Issue #453, opened 2019-07-19
Review sequences client before unmarking as experimental


erlendvollset:
Once Sequences API has been released in v1 we should do a review of the current client implementation and settle on an interface. Thinking in particular about the following:

- implementing a custom data class for sequence data. 
- .insert_dataframe() method
- .rows() method on the Sequence object.

sanderland:
- one thing that keeps catching me off-guard is that create takes a column object with camelCase names, and returns a column list of dicts where [c.id for c in seq.columns] doesn't work (since it's c['id']), which clashes with seq.id being fine.
- delete_range is not supported in the api, but could be in the sdk

sanderland:
All of the above are done in 1.0.4, but will leave this open for further comments

PR #472, opened 2019-07-30
improvements and additions to the sequences SDK

sanderland:
implements most of the suggestions from #453

- sequencedata object
- helper functions on sequence object (rows, column_ids, etc)
- Sequences insert takes its parameters row data first, and no longer requires columns to be passed.
- Sequences create now clears invalid fields such as 'id' in columns specification, so sequences can more easily re-use existing specifications.
- delete_range funtion
- insert function accepts {rowNumber: .., values: ...} dict
- insert_dataframe

### DIFF
--- a/CHANGELOG.md
+++ b/CHANGELOG.md
@@ -20,6 +20,12 @@ Changes are grouped as follows
 - Separate read/write fields on data classes
 
 ## [Unreleased]
+### Changed
+- Sequences data retrieval now returns a SequenceData object
+
+### Added
+- Variety of useful helper functions for Sequence and SequenceData objects
+- Sequences delete_range function
 
 ## [1.0.3] - 2019-07-26
 ### Fixed
--- a/CHANGELOG.md
+++ b/CHANGELOG.md
@@ -32,7 +32,6 @@ Changes are grouped as follows
 - Variety of useful helper functions for Sequence and SequenceData objects, including .column_ids and .column_external_ids properties, iterators and slice operators.
 - Sequences insert_dataframe function.
 - Sequences delete_range function.
-- Support for external id column headers in datapoints.insert_dataframe().
 
 ## [1.0.3] - 2019-07-26
 ### Fixed
--- a/CHANGELOG.md
+++ b/CHANGELOG.md
@@ -21,11 +21,14 @@ Changes are grouped as follows
 
 ## [Unreleased]
 ### Changed
-- Sequences data retrieval now returns a SequenceData object
+- Sequences data retrieval now returns a SequenceData object.
+- Sequences insert takes its parameters row data first, and no longer requires columns to be passed.
+- Sequences create now clears invalid fields such as 'id' in columns specification, so sequences can more easily re-use existing specifications.
 
 ### Added
-- Variety of useful helper functions for Sequence and SequenceData objects
-- Sequences delete_range function
+- Variety of useful helper functions for Sequence and SequenceData objects.
+- Sequences insert_dataframe function
+- Sequences delete_range function.
 
 ## [1.0.3] - 2019-07-26
 ### Fixed
--- a/CHANGELOG.md
+++ b/CHANGELOG.md
@@ -24,14 +24,15 @@ Changes are grouped as follows
 ### Changed
 - Sequences data retrieval now returns a SequenceData object.
 - Sequences insert takes its parameters row data first, and no longer requires columns to be passed.
-- Sequences insert now accepts tuples and raw-style data input
+- Sequences insert now accepts tuples and raw-style data input.
 - Sequences create now clears invalid fields such as 'id' in columns specification, so sequences can more easily re-use existing specifications.
+- Sequence data function now require column_ids or column_external_ids to be explicitly set, rather than both being passed through a single columns field
 
 ### Added
-- Variety of useful helper functions for Sequence and SequenceData objects, particularly .column_ids() and .column_external_ids()
-- Sequences insert_dataframe function
+- Variety of useful helper functions for Sequence and SequenceData objects, including .column_ids and .column_external_ids properties, iterators and slice operators.
+- Sequences insert_dataframe function.
 - Sequences delete_range function.
-- Support for external id column headers in datapoints.insert_dataframe()
+- Support for external id column headers in datapoints.insert_dataframe().
 
 ## [1.0.3] - 2019-07-26
 ### Fixed
--- a/CHANGELOG.md
+++ b/CHANGELOG.md
@@ -23,10 +23,11 @@ Changes are grouped as follows
 ### Changed
 - Sequences data retrieval now returns a SequenceData object.
 - Sequences insert takes its parameters row data first, and no longer requires columns to be passed.
+- Sequences insert now accepts tuples and raw-style data input
 - Sequences create now clears invalid fields such as 'id' in columns specification, so sequences can more easily re-use existing specifications.
 
 ### Added
-- Variety of useful helper functions for Sequence and SequenceData objects.
+- Variety of useful helper functions for Sequence and SequenceData objects, particularly .column_ids() and .column_external_ids()
 - Sequences insert_dataframe function
 - Sequences delete_range function.
 
--- a/cognite/client/_api/sequences.py
+++ b/cognite/client/_api/sequences.py
@@ -137,11 +137,11 @@ class SequencesAPI(APIClient):
         """
         return self._list(method="GET", filter=None, limit=limit)
 
-    def create(self, sequences: Union[Sequence, List[Sequence]]) -> Union[Sequence, SequenceList]:
+    def create(self, sequence: Union[Sequence, List[Sequence]]) -> Union[Sequence, SequenceList]:
         """Create one or more sequences.
 
         Args:
-            sequences (Union[Sequence, List[Sequence]]): Sequence or list of Sequence to create.
+            sequence (Union[Sequence, List[Sequence]]): Sequence or list of Sequence to create.
 
         Returns:
             Union[Sequence, SequenceList]: The created sequences.
@@ -160,11 +160,12 @@ class SequencesAPI(APIClient):
                 >>> seq2 = c.sequences.create(Sequence(external_id="my_copied_sequence", columns=seq.columns))
 
         """
-        if isinstance(sequences, list):
-            sequences = [self._clean_columns(seq) for seq in sequences]
+        utils._auxiliary.assert_type(sequence, "sequences", [List, Sequence])
+        if isinstance(sequence, list):
+            sequence = [self._clean_columns(seq) for seq in sequence]
         else:
-            sequences = self._clean_columns(sequences)
-        return self._create_multiple(items=sequences)
+            sequence = self._clean_columns(sequence)
+        return self._create_multiple(items=sequence)
 
     def _clean_columns(self, sequence):
         sequence = copy.copy(sequence)
@@ -273,14 +274,17 @@ class SequencesDataAPI(APIClient):
         rows: Union[
             Dict[int, List[Union[int, float, str]]], List[Tuple[int, Union[int, float, str]]], List[Dict[str, Any]]
         ],
-        columns: List[Union[int, str]] = None,
+        column_ids: Optional[List[int]] = None,
+        column_external_ids: Optional[List[str]] = None,
         id: int = None,
         external_id: str = None,
     ) -> None:
         """Insert rows into a sequence
 
         Args:
-            columns (List[Union[int, str]]): List of id or external id for the columns of the sequence. If 'None' is passed, all columns ids will be retrieved from metadata and used in that order.
+            column_ids (Optional[List[int]]): List of ids for the columns of the sequence.
+                If 'None' is passed to both column_ids and columns_external_ids, all columns ids will be retrieved from metadata and used in that order.
+            column_external_ids (Optional[List[str]]): List of external id for the columns of the sequence.
             rows (Union[ Dict[int, List[Union[int, float, str]]], List[Tuple[int,Union[int, float, str]]], List[Dict[str,Any]]]):  The rows you wish to insert.
                 Can either be a list of tuples, a list of {"rowNumber":... ,"values": ...} objects or a dictionary of rowNumber: data. See examples below.
             id (int): Id of sequence to insert rows into.
@@ -296,7 +300,7 @@ class SequencesDataAPI(APIClient):
                 >>> c = CogniteClient()
                 >>> seq = c.sequences.create(Sequence(columns=[{"valueType": "STRING","valueType": "DOUBLE"}]))
                 >>> data = [(1, ['pi',3.14]), (2, ['e',2.72]) ]
-                >>> res1 = c.sequences.data.insert(columns=seq.column_ids(), rows=data, id=1)
+                >>> res1 = c.sequences.data.insert(column_ids=seq.column_ids, rows=data, id=1)
 
             They can also be provided as a list of API-style objects with a rowNumber and values field::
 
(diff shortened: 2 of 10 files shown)


sanderland:
+ Sequences insert takes its parameters row data first, and no longer requires columns to be passed.
+ Sequences create now clears invalid fields such as 'id' in columns specification, so sequences can more easily re-use existing specifications.
+ insert dataframe

cognite/client/_api/sequences.py
```diff
@@ -253,35 +270,63 @@ def __init__(self, sequences_api, *args, **kwargs):
...
+
+        if isinstance(rows, dict):
+            all_rows = [{"rowNumber": k, "values": v} for k, v in rows.items()]
+        elif isinstance(rows, list) and len(rows) > 0 and isinstance(rows[0], dict):
+            all_rows = rows
+        elif isinstance(rows, list) and (len(rows) == 0 or isinstance(rows[0], tuple)):
+            all_rows = [{"rowNumber": k, "values": v} for k, v in rows]
+        else:
+            raise ValueError("Invalid format for 'rows', expected a list of tuples, list of dict or dict")
+
```
erlendvollset: Should we do some checks here to make sure the number of values matches the number of columns? Or maybe the error messages from the API are sufficient?

cognite/client/_api/sequences.py
```diff
@@ -291,6 +336,32 @@ def insert(
         )
         summary.raise_compound_exception_if_failed_tasks()
 
+    def insert_dataframe(self, dataframe, id=None, external_id=None):
```
erlendvollset: type hints!

cognite/client/_api/sequences.py
```diff
@@ -317,9 +388,37 @@ def delete(self, rows: List[int], id: int = None, external_id: str = None) -> No
 
         self._post(url_path=self._DATA_PATH + "/delete", json={"items": [post_obj]})
 
+    def delete_range(self, start, end, id: int = None, external_id: str = None) -> None:
```
erlendvollset: type hints!

cognite/client/_api/sequences.py
```diff
@@ -350,38 +454,22 @@ def retrieve_dataframe(
...
-            seqdata.extend(data)
+            columns = columns or items[0]["columns"]
+            callback(data)
             if len(data) < task["limit"]:
                 break
             task["inclusiveFrom"] = data[-1]["rowNumber"] + 1
             if task["exclusiveTo"] and task["inclusiveFrom"] >= task["exclusiveTo"]:
                 break
-        return columns, seqdata
+        return columns
```
erlendvollset: I don't really like this callback pattern here, the method is called `fetch_data` but does not return the data which is a little confusing. It makes the code less readable. I would prefer if you return columns and seqdata as before and handle the resulting seqdata in the calling method instead of with the callback.

cognite/client/data_classes/sequences.py
```diff
@@ -47,6 +48,39 @@ def __init__(
 
     # GenStop
 
+    def rows(self, start, end) -> List[dict]:
```
erlendvollset: type hints!

cognite/client/data_classes/sequences.py
```diff
@@ -145,3 +179,136 @@ def remove(self, value: List) -> SequenceUpdate:
...
+            type(self) == type(other)
+            and self.id == other.id
+            and self.external_id == other.external_id
+            and self.row_numbers == other.row_numbers
+            and self.values == other.values
+        )
+
+    def __getitem__(self, item) -> List[Union[int, str, float]]:
+        # slow, should be replaced by dict cache if it sees more than incidental use
+        return self.values[self.row_numbers.index(item)]
```
erlendvollset: May be slow, but I like this idea!

I think it should behave slightly differently though. If a slice is passed I think it should return a new SequenceData object containing only the requested values, instead of a list of lists. This should also be reflected in the type hint.

cognite/client/data_classes/sequences.py
```diff
@@ -145,3 +179,136 @@ def remove(self, value: List) -> SequenceUpdate:
...
+
+    def column_external_ids(self):
+        """Retrieves list of column external ids for the sequence, for use in e.g. data retrieve or insert methods
+
+        Returns:
+            List of sequence column external ids
+        """
+        return [c.get("externalId") for c in self.columns]
+
+    def column_value_types(self):
```
erlendvollset: Missing return type hints on these helper methods. Also I think these should be properties.

cognite/client/data_classes/sequences.py
```diff
@@ -145,3 +179,136 @@ def remove(self, value: List) -> SequenceUpdate:
...
+            and self.external_id == other.external_id
+            and self.row_numbers == other.row_numbers
+            and self.values == other.values
+        )
+
+    def __getitem__(self, item) -> List[Union[int, str, float]]:
+        # slow, should be replaced by dict cache if it sees more than incidental use
+        return self.values[self.row_numbers.index(item)]
+
+    def __getattr__(self, item) -> List[Union[int, str, float]]:
```
erlendvollset: I don't really like this. If I just mistyped one of the actual attributes on the object, and I get this custom ValueError instead of an AttributeError I would be confused. Can we move this into a `def get_column(id=None, external_id=None)` method instead?

cognite/client/data_classes/sequences.py
```diff
@@ -145,3 +179,136 @@ def remove(self, value: List) -> SequenceUpdate:
...
     _UPDATE = SequenceUpdate
+
+
+class SequenceData:
+    """An object representing a list of rows from a sequence.
+
+    Args:
+        id (int): Id of the sequence the data belong to
+        external_id (str): External id of the sequence the data belong to
+        rows (List[dict]): combined row numbers and row data object from the API. If you pass this, row_numbers/values are ignored.
```
erlendvollset:
```suggestion
        rows (List[dict]): Combined row numbers and row data object from the API. If you pass this, row_numbers/values are ignored.
```

cognite/client/data_classes/sequences.py
```diff
@@ -145,3 +179,136 @@ def remove(self, value: List) -> SequenceUpdate:
...
+        row_numbers (List[int]): The data row numbers.
+        values (List[List[ Union[int, str, float]]]): The data values, one row at a time.
+        columns: List[dict]: The column information, in the format returned by the API
```
erlendvollset: Inconsistent line endings period/no period. Sorry, OCD 😅

cognite/client/data_classes/sequences.py
```diff
@@ -145,3 +179,136 @@ def remove(self, value: List) -> SequenceUpdate:
...
+            ix = self.column_external_ids().index(item)
+        except ValueError as e:
+            raise ValueError(
+                "Column {} not found, Sequence column external ids are {}".format(item, self.column_external_ids())
+            )
+        return [r[ix] for r in self.values]
+
+    def __iter__(self) -> Generator[Tuple[int, List[Union[int, str, float]]], None, None]:
+        for row, values in zip(self.row_numbers, self.values):
+            yield row, values
```
erlendvollset: Feel free to disagree here, I'm not very adamant about this. But I feel that this should have the same return type as `__getitem__` per yielded item, so not return the row number. But it may be useful, I don't know.

CHANGELOG.md
```diff
@@ -20,7 +20,17 @@ Changes are grouped as follows
...
 ## [Unreleased]
+
+### Changed
+- Sequences data retrieval now returns a SequenceData object.
+- Sequences insert takes its parameters row data first, and no longer requires columns to be passed.
+- Sequences insert now accepts tuples and raw-style data input
+- Sequences create now clears invalid fields such as 'id' in columns specification, so sequences can more easily re-use existing specifications.
+
 ### Added
+- Variety of useful helper functions for Sequence and SequenceData objects, particularly .column_ids() and .column_external_ids()
```
erlendvollset: Feel free to include the names of all the helper functions you made. I got some feedback on our changelog that it should be more detailed.

cognite/client/_api/sequences.py
```diff
@@ -332,8 +431,13 @@ def retrieve(
...
+        utils._auxiliary.assert_exactly_one_of_id_or_external_id(id, external_id)
+        post_obj = self._process_ids(id, external_id, wrap_ids=True)[0]
+        post_obj.update(self._process_columns(columns))
+        post_obj.update({"inclusiveFrom": start, "exclusiveTo": end})
+        seqdata = []
+        column_response = self._fetch_data(post_obj, lambda data: seqdata.extend(data))
+        return SequenceData(id=id, external_id=external_id, rows=seqdata, columns=column_response)
 
     def retrieve_dataframe(
         self, start: int, end: int, columns: List[Union[int, str]] = None, external_id: str = None, id: int = None
```
erlendvollset: Missing return type hint.

erlendvollset:
This is starting to look very good BTW, great work!!! 🏆 🥇

cognite/client/_api/sequences.py
```diff
@@ -253,35 +270,63 @@ def __init__(self, sequences_api, *args, **kwargs):
...
+        columns: List[Union[int, str]] = None,
         id: int = None,
         external_id: str = None,
     ) -> None:
         """Insert rows into a sequence
 
         Args:
-            columns (List[Union[int, str]]): List of id or external id for the columns of the sequence
-            rows (Dict[int, List[Union[int, float, str]]]): Dictionary of row number => data, where data is a list corresponding to the given columns
+            columns (List[Union[int, str]]): List of id or external id for the columns of the sequence. If 'None' is passed, all columns ids will be retrieved from metadata and used in that order.
```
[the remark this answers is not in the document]
sanderland: changing this to two parameters everywhere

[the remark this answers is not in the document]
sanderland: not sure how to resolve a similar implicit dependency in the insert_dataframe though

cognite/client/_api/sequences.py
sanderland: I think the API has clear enough error messages.

cognite/client/_api/sequences.py
sanderland: yessir!

cognite/client/_api/sequences.py
sanderland: this is normal for dataframe since it may not be imported, no?

cognite/client/_api/sequences.py
sanderland: needed for not keeping all data in memory, as discussed

cognite/client/data_classes/sequences.py
sanderland: It's hard to implement efficiently, and I'm not sure it will see use. Maybe something to revisit later.

cognite/client/data_classes/sequences.py
sanderland: if pandas can do it, why can't we ;)
but very well, changed to get_column

cognite/client/data_classes/sequences.py
sanderland: I think you give getitem a row number already, so getting it back is strange. But iterating over pairs is natural for this data type, since it's not a list.

cognite/client/_api/sequences.py
```diff
@@ -336,10 +340,10 @@ def insert(
         )
         summary.raise_compound_exception_if_failed_tasks()
 
-    def insert_dataframe(self, dataframe, id=None, external_id=None):
+    def insert_dataframe(self, dataframe, id: int = None, external_id: str = None):
```
erlendvollset: return typehint `-> None`

cognite/client/_api/sequences.py
```diff
@@ -310,12 +314,12 @@ def insert(
...
-                >>> res1 = c.sequences.data.insert(columns=['stringColumn','intColumn'], rows=data, id=1)
+                >>> res1 = c.sequences.data.insert(column_external_ids=['stringColumn','intColumn'], rows=data, id=1)
         """
         utils._auxiliary.assert_exactly_one_of_id_or_external_id(id, external_id)
-        if columns is None:
-            columns = self._sequences_api.retrieve(id=id, external_id=external_id).column_ids()
-
+        if column_ids is None and column_external_ids is None:
+            column_ids = self._sequences_api.retrieve(id=id, external_id=external_id).column_ids
+        print("ids", column_ids, "ext", column_external_ids)
```
erlendvollset: remove print

cognite/client/_api/sequences.py
erlendvollset: Could just make it into a generator instead?

cognite/client/data_classes/sequences.py
erlendvollset: Why is that hard to implement efficiently? `__getitem__` should support accepting a slice, but if you want to revisit this later you should at the very least raise a TypeError if a slice is passed, now it will raise a more cryptic ValueError saying that the slice cannot be found in the list. I would not say that slicing a list is something that will not see use.

cognite/client/data_classes/sequences.py
```diff
@@ -229,18 +232,32 @@ def __eq__(self, other):
...
         )
 
-    def __getitem__(self, item) -> List[Union[int, str, float]]:
+    def __getitem__(self, item: int) -> List[Union[int, str, float]]:
         # slow, should be replaced by dict cache if it sees more than incidental use
         return self.values[self.row_numbers.index(item)]
 
-    def __getattr__(self, item) -> List[Union[int, str, float]]:
-        """Get a column by externalId
+    def get_column(self, external_id: str = None, id: int = None) -> List[Union[int, str, float]]:
```
erlendvollset: Do you have a unit test for this one?

cognite/client/_api/sequences.py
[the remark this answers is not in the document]
erlendvollset: Should use the same approach as `.insert_dataframe()` in time series datapoints, where we have a `external_id_headers: bool = False` parameter.

cognite/client/data_classes/sequences.py
erlendvollset: But you are implementing all the list magic methods, so it should behave like a list.

cognite/client/data_classes/sequences.py
erlendvollset: Still missing these.

cognite/client/_api/sequences.py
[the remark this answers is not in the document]
sanderland: ok

cognite/client/data_classes/sequences.py
sanderland: it's kind of behaving like a dict. we could call this iteritems instead if that makes you happy

cognite/client/data_classes/sequences.py
sanderland: it gets tested in the integration tests

cognite/client/data_classes/sequences.py
erlendvollset: .items() in that case, which is the method you have on a dict.

cognite/client/data_classes/sequences.py
erlendvollset: That is not the purpose of the integration tests. It's ok to use it in the integration test, but it should have its own unit test, which fails only if this method breaks.

sanderland: raising a valueerror now, we could potentially support step!=1 slices in the future, but it's a bit complicated since the row numbers could be all over the place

○ ○ ○

■ **What is needed**
Read through the listing and copy each line in which the word "ignored" occurs.

■ **Solution to this task**
+        rows (List[dict]): combined row numbers and row data object from the API. If you pass this, row_numbers/values are ignored.
        rows (List[dict]): Combined row numbers and row data object from the API. If you pass this, row_numbers/values are ignored.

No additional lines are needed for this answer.